The effect of surface oxygen on the intermixing and Schottky barrier at GaAs(110)–Au interfaces

Abstract

The effect of placing controlled amounts of oxygen on the clean, cleaved (110) surface of GaAs before exposure to Au has been investigated with ultraviolet photoemission spectroscopy (UPS) and x-ray photoemission spectroscopy (XPS). We studied: (a) the shape of the Ga-3d level and changes of Ga (or As) intensity with oxygen and subsequent Au deposition; (b) the position of the Ga-3d core level, with special regard to the surface or interface Fermi level (Efs), as a function of oxygen and Au coverages; and (c) the valence band structure (where both oxygen and Au provide strong characteristic structure). For chemisorbed oxygen coverages of a small fraction up to 1 monolayer (ML) or above the Au:GaAs intermixing and Ef shifts are significantly reduced.

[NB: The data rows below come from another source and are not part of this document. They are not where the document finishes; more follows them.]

PR #343, opened 2022-02-10
[#303] Support setting log level in Quarkus based images

### LINKED ISSUE #303: [Hono] How to configure log level for "quarkus" image type?
Hello,

we try to deploy 1.10.0 version of Hono on kubernetes cluster by using helm.
We use below honoImagesType:
```
honoImagesType: "quarkus"
```
and we use default applicationProfiles
```
applicationProfiles: "dev"
```
but I still can't see debug logs from mqtt-adapter.

I know that if I change the image type to spring, the applicationProfile will take effect, and I can also see the debug level logs.
**But how can we configure log level if we choose quarkus image type?**

thanks!

sophokles73:
The logging level(s) used in the Quarkus based components can now be set
using the "quarkusLoggingProfile" configuration property that is defined
for all components for which a Quarkus based variant exists.

Fixes #303

### DIFF
--- a/charts/hono/templates/hono-adapter-amqp/hono-adapter-amqp-vertx-secret.yaml
+++ b/charts/hono/templates/hono-adapter-amqp/hono-adapter-amqp-vertx-secret.yaml
@@ -1,6 +1,6 @@
 {{- if .Values.adapters.amqp.enabled }}
 #
-# Copyright (c) 2019, 2021 Contributors to the Eclipse Foundation
+# Copyright (c) 2019, 2022 Contributors to the Eclipse Foundation
 #
 # See the NOTICE file(s) distributed with this work for additional
 # information regarding copyright ownership.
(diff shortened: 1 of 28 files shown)


charts/hono/templates/hono-adapter-amqp/hono-adapter-amqp-vertx-secret.yaml
```diff
@@ -18,6 +18,12 @@ metadata:
   {{- include "hono.metadata" $args | nindent 2 }}
 type: Opaque
 stringData:
+  logging-quarkus-prod.yml: |
+    {{- .Files.Get "config/logging-quarkus-prod.yaml" | nindent 4 }}
+  logging-quarkus-dev.yml: |
+    {{- .Files.Get "config/logging-quarkus-dev.yaml" | nindent 4 }}
+  logging-quarkus-trace.yml: |
+    {{- .Files.Get "config/logging-quarkus-trace.yaml" | nindent 4 }}
```
calohmn, line 26: This block could be put inside a
```
{{- if ( contains "quarkus" .Values.honoImagesType ) }}
```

For the p-type sample, after much less than 1 ML of oxygen, the maximum rise of Efs is suppressed as Au is added; after 107L exposure Efs remains stationary until approximately 1 ML of Au is deposited; for high oxygen coverage (≥108L), the oxygen appears to effectively retard the Au–GaAs interaction up to 10 ML of Au coverage. The width of the Ga-3d core level increases monotonically with increased oxygen exposure. With 1010L exposure of oxygen, the Au coverage necessary to drop the Ga intensity to 1/e of its value on the oxidized surface is decreased to 4 ML, instead of 6 ML for the unoxidized surface. Supporting evidence from XPS spectra further demonstrates the intermixing is reduced between Au and GaAs by oxygen. The valence band structure shows the Au is dispersed on the oxidized surface. The results show that, for GaAs surfaces with a few tenths to above 1 ML of oxygen (before Au is deposited and with no annealing), the oxygen–GaAs interaction inhibits Au intermixing with GaAs. It causes a more abrupt interface than the case without oxygen.